Looking at the data below, how many lines include the word "string"? Respond with the number only.

Collected data:
★ ★ ★ ★ ★

PR #1177, opened 2023-11-29
feat: add delete freight endpoint to api server

devholic:
Resolves https://github.com/akuity/kargo/issues/1071

### DIFF
--- a/internal/api/delete_freight_v1alpha1.go
+++ b/internal/api/delete_freight_v1alpha1.go
@@ -6,7 +6,7 @@ import (
 	"connectrpc.com/connect"
 	"github.com/pkg/errors"
 	apierrors "k8s.io/apimachinery/pkg/api/errors"
-	"sigs.k8s.io/controller-runtime/pkg/client"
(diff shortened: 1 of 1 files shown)


internal/api/delete_freight_v1alpha1.go
```diff
@@ -0,0 +1,46 @@
...
+				connect.CodeNotFound,
+				errors.Errorf("freight %q not found", req.Msg.GetName()),
+			)
+		}
+		return nil, errors.Wrap(err, "get freight")
+	}
+	if err := s.client.Delete(ctx, &freight); err != nil {
+		return nil, errors.Wrap(err, "delete freight")
+	}
+	return connect.NewResponse(&svcv1alpha1.DeleteFreightResponse{}), nil
```
krancour, line 45: @devholic you may have to double-check me on this, but I believe the delete operation will return a not found error if the resource doesn't exist. i.e. I think we can skip the get entirely...

Like I said... double-check... I'm about 80% sure

krancour (approved):
LGTM

Issue #1150, opened 2023-11-20
Kargo cli configuration for Projects


christianh814:
# Checklist

* [x] I've searched the issue queue to verify this is not a duplicate feature request.
* [x] I've pasted the output of `kargo version`, if applicable.
* [x] I've pasted logs, if applicable.

```shell
$ kargo version
Client Version: v0.2.1
```

# Proposed Feature

A lot of commands require to pass `--project`. It would be nice to be able to set projects "globally" in the CLI. So something like...

```
kargo config set-project <my project name>
```

# Motivation

By having this feature, it will allow for less typing

# Suggested Implementation

Probably have  a `~/.config/kargo/config.yaml` file with a `project:` field

krancour:
💯

krancour:
@devholic do you have bandwidth for this one?

krancour:
> Yep, will handle this tomorrow

@devholic sorry... I jumped the gun. We don't _need_ this for v0.3.0. So this is "if time permits."

PR #1179, opened 2023-11-29
feat: allow users to set default `project` in CLI

devholic:
Resolves https://github.com/akuity/kargo/issues/1150

- Introduces `config set` and `config unset` to deal with CLI configuration
- Moves CLI command packages to under the `internal/cli/cmd` to avoid import cycle


krancour (approved):
🔥

PR #1181, opened 2023-11-29
fix(ui): clarify why freight is available for promotion

### LINKED ISSUE #1158: make it more obvious WHY freight is available to a stage
See #1153 

Some message or other visual means of making the user more aware of what Freight is considered "available" to each Stage might clear up confusion for anyone who has been misled into thinking the two promote buttons on each Stage follow strict push/pull semantics.

For example (lifted from #1153):

> It could be something as simple as a thin banner that appears above the freightline during promotion, saying something like, "These Freight have all qualified in the Stages immediately upstream from `x`." I'm no UI expert though. I defer to @rbreeze for better ideas of how me might visually clear up this confusion.

rbreeze:
Fixes #1158

Screenshot 2023-11-29 at 10 37 10
Screenshot 2023-11-29 at 10 37 29

### DIFF
--- a/ui/src/features/project/project-details/nodes/stage-node.tsx
+++ b/ui/src/features/project/project-details/nodes/stage-node.tsx
@@ -117,7 +117,7 @@ const Nodule = (props: {
         left: props.begin ? -noduleHeight / 2 : 'auto',
         right: props.begin ? 'auto' : -noduleHeight / 2
       }}
-      className={`z-10 flex items-center justify-center hover:text-white border border-sky-300 border-solid hover:bg-blue-400 absolute rounded-lg ${
+      className={`select-none z-10 flex items-center justify-center hover:text-white border border-sky-300 border-solid hover:bg-blue-400 absolute rounded-lg ${
         props.selected ? 'text-white bg-blue-400' : 'bg-white text-blue-500'
       }`}
     >
--- a/ui/src/features/freightline/freightline.tsx
+++ b/ui/src/features/freightline/freightline.tsx
@@ -123,11 +123,11 @@ export const Freightline = (props: {
           ) : (
             <>
               <FontAwesomeIcon icon={faTriangleExclamation} className='mr-2' />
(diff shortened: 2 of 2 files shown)


ui/src/features/project/project-details/nodes/stage-node.tsx
```diff
@@ -117,7 +117,7 @@ const Nodule = (props: {
         left: props.begin ? -noduleHeight / 2 : 'auto',
         right: props.begin ? 'auto' : -noduleHeight / 2
       }}
-      className={`z-10 flex items-center justify-center hover:text-white border border-sky-300 border-solid hover:bg-blue-400 absolute rounded-lg ${
+      className={`select-none z-10 flex items-center justify-center hover:text-white border border-sky-300 border-solid hover:bg-blue-400 absolute rounded-lg ${
```
rbreeze, line 120: Prevents the button text from being selected when clicking repeatedly

krancour:
@rbreeze I like the presentation. I only want to suggest some rewording.

We recently stopped using "qualified" because the meaning was too ambiguous. "Qualified in" and "qualified for" would both be reasonable interpretations of "qualified" and have very different meanings. You probably recall that convo...

We subsequently shifted to using "verified in" and "approved for," so the following would be more accurate:

> Available freight includes all that have been verified in any immediately upstream stage OR approved for this stage.

For promote to subscribers, the changes needed are less extensive:

> Available freight includes all that have been verified in this stage.

But are these too wordy? 🤔 

I welcome further tweaks.

rbreeze:
@krancour Thanks for the reminder, I forgot about the wording change 😄

Both of those sound good to me. There's a lot of real estate to show the message, and given that most people will either read it once or not at all, I don't think it's too wordy. 

In fact, that gives me an idea for a future improvement to this: the option to dismiss the banner once you've read it. And perhaps a question mark button to bring it back. I'll open an issue to track

krancour (approved):
🔥 

This will clear the misconception that promotions are merely "pulls" or "pushes."

Issue #1186, opened 2023-11-29
Reconcile two "global" config approaches


krancour:
#1041 added support for specifying namespaces that contain globally accessible credentials (opt-in, of course).

Similarly, #1148 includes falling back on the `kargo` namespace of sso user --> service account mappings.

imho, we should follow up on #1041 to give it the same flexibility as #1148 -- i.e. let the admin who installs Kargo decide what namespace(s) if any to fall back on when mappings are not found in the project namespace.

Mainly for consistency.

@devholic wondering if you could take this one since you very recently worked on #1148 and know the code well.

krancour:
The point of it is to give admins some degree of choice so that they don't have to keep configuration in the `kargo` (system) namespace if they prefer not doing so -- which is why #1041 used the approach it did.

PR #1190, opened 2023-11-30
refactor: allow users to set global service account namespaces

devholic:
Resolves https://github.com/akuity/kargo/issues/1186


krancour:
@devholic it seems some changes might be missing from the PR?

charts/kargo/templates/api/configmap.yaml
```diff
@@ -30,6 +30,9 @@ data:
   {{- end }}
   {{- if .Values.api.oidc.enabled }}
   OIDC_ENABLED: "true"
+  {{- if .Values.api.oidc.globalServiceAccounts.enabled }}
+  GLOBAL_SERVICE_ACCOUNT_NAMESPACES: {{ join "," .Values.api.oidc.globalServiceAccounts.namespaces }}
+  {{- end }}
```
krancour, line 35: What do you think about making this unconditional? i.e. If `.Values.api.oidc.globalServiceAccounts.namespaces` has length zero, the value just ends up being the empty string.

In retrospect, I wish #1041 had done that. I'll open a separate issue or PR to fix that.

charts/kargo/values.yaml
```diff
@@ -112,11 +112,17 @@ api:
     ## @param api.oidc.cliClientID The client ID for the OIDC client used by CLI (optional). Needed by some OIDC providers (such as Dex) that require a separate Client ID for web app login vs. CLI login (`http://localhost`). If Dex is enabled, this value will be ignored and cli client ID will be automatically configured. If Dex is not enabled, and a different client app is configured for localhost CLI login, this should be the client ID configured in the IdP.
     cliClientID:
 
+    globalServiceAccounts:
+      ## @param api.oidc.globalServiceAccounts.enabled Whether to enable the api to look for service accounts in specific namespaces used to share service accounts.
+      enabled: false
```
krancour, line 117: See [this related comment](https://github.com/akuity/kargo/pull/1190/files#r1411408832)

internal/api/option/auth.go
```diff
@@ -272,10 +272,15 @@ func (a *authInterceptor) listServiceAccounts(
 			kubeclient.ServiceAccountsByGroupIndexField: group,
 		})
 	}
-	kargoNamespaces := make(map[string]struct{})
+	allowedNamespaces := make(map[string]struct{})
 	if a.cfg.KargoNamespace != "" {
 		// Kargo namespace is allowed by default
-		kargoNamespaces[a.cfg.KargoNamespace] = struct{}{}
+		allowedNamespaces[a.cfg.KargoNamespace] = struct{}{}
+	}
```
krancour, line 279: We can get rid of this part now. Letting the admin who install specify allows them to name the kargo namespace as an allowed one if they want to, but we no longer have to hard code it.

PR #1201, opened 2023-12-01
switch docs from yarn to pnpm

krancour:
We use pnpm everywhere else in the project.

Figured this makes things just a smidge easier.

Used `pnpm import` for the migration, so we _should_ be pinned to all the exact same versions that `yarn.lock` files pinned us to.


krancour:
@devholic yep... I got the title backwards, didn't I?

Thank you for noticing.

Fixed!

PR #1204, opened 2023-12-01
lower the barriers to entry to run quickstart or to contribute

krancour:
This came out of a dialogue @rbreeze and I had earlier today about the workflows we each tend to use locally.

He mentioned [OrbStack](https://orbstack.dev/) as a drop-in replacement for Docker Desktop optimized for Mac OS.

I couldn't resist trying it and it's blazing fast and extends my battery life significantly when used instead of Docker Desktop.

The best part was I didn't have to mess with a local registry or any port-forwarding, which we need to do with both kind and k3d.

_Everything just worked._

This got me wondering how far Docker Desktop's own Kubernetes support had come. Last time I had used it, it was still rough around the edges.

Although it's not as fast as OrbStack, _everything just worked_ -- again, with no need for any port-forwarding or a local registry.

Apart from these simpler configurations being attractive, documenting setup for Docker Desktop and OrbStack lowers the barrier to entry for contributors and quickstart users alike -- which, in the end, is what I really care about.

__Edit:__ Probably easiest to review this by looking at the Netlify preview.


morey-tech (approved):
LGTM, love this change to enable more users!

PR #1218, opened 2023-12-03
add option to disable liveness and readiness probes

krancour:
This option is useful when developing in a local cluster.

This PR also disables probes when using Tilt to run in a local cluster. It makes things come up quite a bit faster.


rbreeze (approved):
LGTM

PR #2230, opened 2024-07-02
chore: audit controller and management controller permissions

krancour:


charts/kargo/templates/controller/cluster-roles.yaml
```diff
@@ -50,7 +50,6 @@ rules:
   - list
   - patch
   - promote
-  - update
```
krancour, line 53: The only update to Stages involves removing a finalizer and that can quite easily be done with a patch.

charts/kargo/templates/controller/cluster-roles.yaml
```diff
@@ -40,7 +40,6 @@ rules:
   - get
   - list
   - watch
-  - patch
```
krancour, line 43: The controller doesn't need to patch Freight or Promotions at all.

charts/kargo/templates/controller/cluster-roles.yaml
```diff
@@ -57,7 +57,6 @@ rules:
   verbs:
   - get
   - list
-  - patch
```
krancour, line 62: The controller does not need to patch Warehouses at all.

charts/kargo/templates/controller/cluster-roles.yaml
```diff
@@ -67,7 +67,6 @@ rules:
   - warehouses/finalizers
   - warehouses/status
   verbs:
-  - update
```
krancour, line 73: The controller only ever patches status subresources.

charts/kargo/templates/controller/cluster-roles.yaml
```diff
@@ -114,7 +114,6 @@ rules:
   - create
   - get
   - list
-  - patch
```
krancour, line 121: I don't believe there is actually any need to patch AnalysisRuns. Everything works correctly e2e without this.

@hiddeco maybe you can give me a sanity check on this one, however.

charts/kargo/templates/controller/cluster-roles.yaml
```diff
@@ -106,6 +98,14 @@ metadata:
...
     {{- include "kargo.controller.labels" . | nindent 4 }}
 rules:
+- apiGroups:
+  - argoproj.io
+  resources:
+  - analysistemplates
+  verbs:
+  - get
+  - list
+  - watch
```
krancour, line 108: These permissions are better off down here where they will not be granted in the event that Rollouts integration is completely disabled.

charts/kargo/templates/management-controller/cluster-roles.yaml
```diff
@@ -16,7 +16,6 @@ rules:
   - get
   - list
   - patch
-  - update
```
krancour, line 19: Not used at all.

charts/kargo/templates/management-controller/cluster-roles.yaml
```diff
@@ -46,5 +46,4 @@ rules:
   - projects/status
   verbs:
   - patch
-  - update
```
krancour, line 50: This permission was already unused.

api/v1alpha1/helpers.go
```diff
@@ -33,14 +33,6 @@ func AddFinalizer(ctx context.Context, c client.Client, obj client.Object) error
 	return nil
 }
 
-func ClearAnnotations(ctx context.Context, c client.Client, obj client.Object, keys ...string) error {
-	kvs := make(map[string]*string, len(keys))
-	for _, k := range keys {
-		kvs[k] = nil
-	}
-	return patchAnnotations(ctx, c, obj, kvs)
-}
```
krancour: Seems we stopped clearing refresh annotation quite some time ago and that was the only thing we were ever using this for.

charts/kargo/templates/controller/cluster-roles.yaml
krancour: nm. I just noticed the DM you sent me about this hours ago.

It's for aborting a verification's underlying AnalysisRun.

I'll fix this in the morning.

hiddeco (approved):

PR #2232, opened 2024-07-03
feat: make promotions work in multi-pipeline feature branch

krancour:
Notes:

1. A Promotion continues to reference only a single piece of Freight.
1. The Promotion reconciler builds a collection of FreightReferences by taking the latest from history and adding/updating the reference to the piece of Freight that is actively being promoted.
1. It is this collection of FreightReferences that gets passed to all the promotion mechanisms now.
1. We continue to _not_ attempt auto-promotions for Stages that request Freight from multiple origins.

__This works end-to-end!__

Known issues:

1. Verifications fail for Stages with more than one current Freight. 😢 This is because the values we're setting on the `kargo.akuity.io/freight` label of an AnalysisRun is now too long.

1. If n > 1 pieces of Freight _from different origins_ contain artifacts from the same repository, we're not really doing anything yet to disambiguate which of the two a promotion mechanism references. You end up with the artifact from whichever of the n origins is alphabetically first.

These are are fixable, but it would be my preference to address them in a follow-up.


internal/controller/promotions/promotions.go
```diff
@@ -486,3 +492,28 @@ func (r *reconciler) promote(
...
+// targetFreight.
+func (r *reconciler) buildTargetFreightCollection(
+	targetFreight kargoapi.FreightReference,
+	stage *kargoapi.Stage,
+) *kargoapi.FreightCollection {
+	freightCol := &kargoapi.FreightCollection{}
+
+	// We don't simply copy the current FreightCollection because we want to
+	// account for the possibility that some freight contained therein are no
+	// longer requested by the Stage.
```
hiddeco, line 508: Should we be careful about the opposite thing potentially happening? I.e. there is now Freight requested for which we do not have an item in the stack (yet).

krancour: That will happen, but I don't think there's anything special about that scenario as it is essentially no different than a _first-time_ promotion of one piece of Freight to a new Stage that requires n > 1. That's a scenario we had discussed and iirc, we agreed the likely result is reaching a state that will either not become healthy or will fail verification, but that that is also correct behavior for such a scenario. A subsequent promotion will set things right.

_But..._

> we agreed the likely result is reaching a state that will either not become healthy or will fail verification

I'm thinking now about scenarios where this may not be true -- perhaps, for instance, a scenario wherein the Promotion itself cannot succeed without all n Freight. In that case, the Stage's FreightHistory will remain forever empty, making it impossible for any promotion to ever provide the nth of n requested Freight as they will always be providing only the 1st of n.

I will noodle on this for a bit. Please lmk if you have ideas.

krancour: Oh... if we built up the collection of Freight used by the Promotion (apart from the Freight referenced _by_ the Promotion) by getting it from `stage.Status.LastPromotion.Status.FreightCollection` _instead of_ `stage.Status.FreightHistory.Current().Freight` that may solve this. It would allow a second promotion, providing the 2nd of n > 1 Freight to build upon the failure of the first Promotion. For the average case where Promotions succeed, the overall effect of this change would still be identical to the current logic.

wdyt?

hiddeco: I like this idea better, as it would allow you to "fill" Freight until your promotion succeeds.

krancour: Ok. Will do this.

krancour: @hiddeco, this is fixed in 73c5e8e00a3ac36e875d64b4cfd9ab7a36d3db75

hiddeco (approved):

★ ★ ★ ★ ★

* [Written answer]
5